In terns of viability we could see the potential for a business case with respect to the efficiency of payments of Savings Programs to various stakeholders, as well as data storage costs, especially if a marketplace really does develop where data could be offered as an alternative to the large monopolistic organizations like Lexis/Nexis.
The viability of the business model will largely be dependent, in our opinion, on the initial body of governors. If Health Nexus can manage to attract a wide-ranging set of governing executive stakeholders as the initial set of selected board of governors, then the project has a very high chance of success in our opinion, because of the weight and commitment that these kinds of actors will bring as well as the method of bringing on new members outlined in the whitepaper would allow should foster a strong community.
Reaction from the Blockchain Community
The reaction from the community has been universally positive, but I should mention that there is not a large amount of reaction one way or another. I could find no sub-reddit, and the bitcointalk announcement has very little conversation and reaction – although I will say that almost all of it has been positive and it doesn’t appear to be newbie shill accounts. People are responding to the whitepaper positively. My questions to the team on Telegram and Discord were answered quickly by the CEO and backed up and clarified by the CTO within minutes. It’s a bit early, so there isn’t much code on github, but the CTO explained that they are cleaning up the code and testing and they would be uploading some soon.

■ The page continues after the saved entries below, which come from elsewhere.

PR #765, opened 2022-02-15
Begin reviving the Python bridge

apaszke:
The Python bindings have not been updated since the safer name rewrite
so they were completely broken. This is the first change that tries to
restore them to their former glory.


oxinabox:
once this is done, I guess I will need to make a matching PR to update the julia bridge

apaszke:
@oxinabox yeah that would be awesome! I was a bit worried that I won't be able to adjust the Julia part myself. But I'll let you know once we figure out all of the details. I'm still unsure about how to organize a few things.

mattjj:
I think this has superseded the #753  that Dougal and I started, so I'm going to close that one.

PR #766, opened 2022-02-18
Add a WIP data frame exploration

apaszke:
cc @duvenaud

### DIFF
--- a/examples/data-frames.dx
+++ b/examples/data-frames.dx
@@ -1,0 +1,1201 @@
+'# Example tables
+
+-- TODO: Index those tables by the string elements or by integers?
+
+def students : (Fin 3)=>{name: String & age: Int & favColor: String} =
+  [ {name="Bob"  , age=12, favColor="blue" }
+  , {name="Alice", age=17, favColor="green"}
+  , {name="Eve"  , age=13, favColor="red"  }
+  ]
+
+def studentsMissing : (Fin 3)=>{name: String & age:(Maybe Int) & favColor:(Maybe String)} =
+  [ {name="Bob"  , age=Nothing, favColor=Just "blue" }
+  , {name="Alice", age=Just 17, favColor=Just "green"}
+  , {name="Eve"  , age=Just 13, favColor=Nothing     }
+  ]
+
+'## TODO: employees
+
+-- | Last Name    | Department ID |
+-- | ------------ | ------------- |
+-- | "Rafferty"   | 31            |
+-- | "Jones"      | 32            |
+-- | "Heisenberg" | 33            |
+-- | "Robinson"   | 34            |
+-- | "Smith"      | 34            |
+-- | "Williams"   |               |
+
+'## TODO: departments
+
+-- | Department ID | Department Name |
+-- | ------------- | --------------- |
+-- | 31            | "Sales"         |
+-- | 33            | "Engineering"   |
+-- | 34            | "Clerical"      |
+-- | 35            | "Marketing"     |
+
+'## TODO: jellyAnon
+
+-- | get acne | red   | black | white | green | yellow | brown | orange | pink  | purple |
+-- | -------- | ----- | ----- | ----- | ----- | ------ | ----- | ------ | ----- | ------ |
+-- | true     | false | false | false | true  | false  | false | true   | false | false  |
+-- | true     | false | true  | false | true  | true   | false | false  | false | false  |
+-- | false    | false | false | false | true  | false  | false | false  | true  | false  |
+-- | false    | false | false | false | false | true   | false | false  | false | false  |
+-- | false    | false | false | false | false | true   | false | false  | true  | false  |
+-- | true     | false | true  | false | false | false  | false | true   | true  | false  |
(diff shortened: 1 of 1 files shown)


apaszke:
Yeah many things have changed in Jan. Here's a quick summary (which we should really turn into a tutorial):

`&` indicates a product type and `|` indicates a sum type. So `{a:Int & b:Float}` is sort of like a `namedtuple` with fields `a` and `b` of type `Int` and `Float` respectively, though unlike a `namedtuple` it doesn't imply any field ordering. `{a:Int | b:Float}` is closer to `Either Int Float`, except that it uses labels and has no implicit left/right ordering (unlike `Either`). Both records (products) and variants (sums) additionally allow extending them with _arbitrary rows_. This was the state of records/variants as of beginning of this year.

You might have already realized that, but this actually gives you a nice way to implement named tensors. `{width: Fin n & height: Fin h}=>Float` is a matrix of `Float`s that can be indexed with expressions such as `x.{width=w, height=h}` (which is equivalent to `x.{height=h, width=w}`). And having row extensions means that you can write functions that only work over certain names and treat all other names as _private dimensions_:
```
def f (x: {width: n & height: m & ...rest}=>Float) : (n & m)=>{&...rest}=>Float =
  for {width, height} {...other}. x.{width, height, ...other}
```

What I did recently is a relaxation of the previous implementation to additionally:

1. **Allow accepting field names as arguments.** In all types above the field names such as `width` or `height` were static and it was impossible (not exactly, but it was hard) to implement a function that would e.g. select a field from a record. This is now possible:
```
def select (l: Label) (x: {@l: t & ...rest}) : (t & {...rest}) =
  {@l=v, ...other} = x
  (v & other)

select ##b {a=1, b="adsf", c=1.0}
> "asdf"
```
(`##b` is a literal that constructs the `Label`-typed value).

2. **Allow multiple extensions of records.** Previously you could only have one `...something` at the end of the record type/pattern, now you can have multiple:
```
def recordConcat (x: {...xRest}) (y: {...yRest}) : {...xRest & ...yRest} = {...x, ...y}

recordConcat {x=1} {y=2}
> {x=1, y=2}
```

3. **Add literals for `Fields`.** The `xRest` in function above is a variable of type `Fields`. Previously values of those could only have been instantiated by type inference and were inaccessible from the surface language. Now you can construct them, using `?` instead of `&` or `|` (since `Fields` work both as record and variant extensions). This lets you implement a record subsetting operation (note the `@` that indicates that we refer to set of fields defined by `f`, which is then followed by an arbitrary extension):
```
def recordSubset (f: Fields} (x: {@...f & ...other}) : ({@...f} & {...other}) =
  {@...f=front, ...back} = x
  (front & back)

recordSubset {x: _ ? y: _} {x=1, y=2, z=4} 
> {x=1, y=2}
```
Note that types of fields can be `_` and are then inferred from record type.

AriMKatz:
Cool! How are these heterogeneous "table" types laid out in memory ?  And they can be accessed without chasing around pointers too much ?

srush:
This is wild. Excited to try it out. It's challenging to wrap my head around what is values and what is types. A couple questions:

* What does & and @ to start a { mean?

* What are the punning rules? What does `for {width, height}` mean?

* What does orderlessness mean indexes? Can the user still call fromOrdinal ?

dougalm:
> Cool! How are these heterogeneous "table" types laid out in memory ? And they can be accessed without chasing around pointers too much ?

They're laid out like a columnar database: each (scalar, right-of-the-arrow) column is a separate array. This is just a consequence of how we represent arrays of structures. Internally we always convert arrays of tuples to tuples of arrays, and records behave just like tuples. So a table of prices and availability of mechanical parts, like `Part => {price : Float & num_in_stock : Int}` would be represented as an array of floats for the prices and an array of integers for the availability. A neat feature is that the key column, `Part`, is represented implicitly.

> What does orderlessness mean [for] indexes? Can the user still call fromOrdinal

Good catch. The order does get exposed through the index conversion. It's officially arbitrary, but in reality it's alphabetical in the record field names. It's a bit like iterating through keys in a supposedly unordered dictionary - you'll get them in some order, but we don't make any promises. This is a bit unsatisfying though. You can imagine a more restricted type class for indices without an ordering constraint.

apaszke:
To complement the "orderless" response: we _used to_ treat them as records in major-to-minor alphabetical order, but now records of indices are no longer indices by default. But, we do support user-defined index sets, so you have to explicitly define the order when you declare a certain record type to be an index. [Here's an example](https://github.com/google-research/dex-lang/blob/65ee2e0677bacafb4ace69123c17d90130a2bace/examples/isomorphisms.dx#L192-L199).

srush:
> What does & and @ to start a { mean?

To answer my own question: 
* {@c:a } -> c is a `Label` instance and a is its type
* {@...f} -> f is an explicit `Fields` instance
* {...f} -> in type `f` is bound to the record type 
* {...(t.i)} -> in code `t.i` is the subrecord instance
* {&...f} -> synonym for {...f}?

apaszke:
(1) and (2) seem correct. I can't fully follow (3), (4) and (5) since their meaning might depend on the context in which they're used.

PR #769, opened 2022-02-23
Start implementing unzipping

apaszke:
It's not fully featured yet, but it's starting to make sense!


axch:
Any reason not to just merge this as-is?

PR #780, opened 2022-03-07
Introduce a monad for reading the scope and env in the *input* name space

dougalm:
Previously, our two-scope-parameter monads, `m i o a`, all had distinct outputs
and shadowy inputs. Instead of maintaining distinctness on the input side we
would just carry a substitution from input names to output names. For anything
that required looking up names, like querying a type, we had to apply the
substitution first. A funny consequence of that was that we needed the input and
output IRs to use the same sort of names so that we could substitute names in
input-space terms with output-space expressions. This is why we use core's
`AtomName` in the `Imp` IR.

This commit adds a two-scope-parameter monad class, `EnvReaderI`, which has
distinctness and env-reading on its input scope parameter. I plan to use it in
the Imp pass next.


apaszke (approved):
Nice!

The gotchas and devils advocacy here is not really around the ideas, the project, or the whitepaper and the underlying technology – it’s mainly around the health care system in general. The sheer amount of regulation around the health care industry and data storage and privacy is bound to lead to complexity which cannot be solved quickly and easily no matter what the technology.
Our final takeaway for this ICO is that while the vision is large, the team seems to have a phased approach, and the right kind of blockchain structure that will be amendable to the healthcare industry, and the fact that they have one of the very few operational blockchain applications in health care that is actually operational, we believe that there is a good chance that this project will gain traction.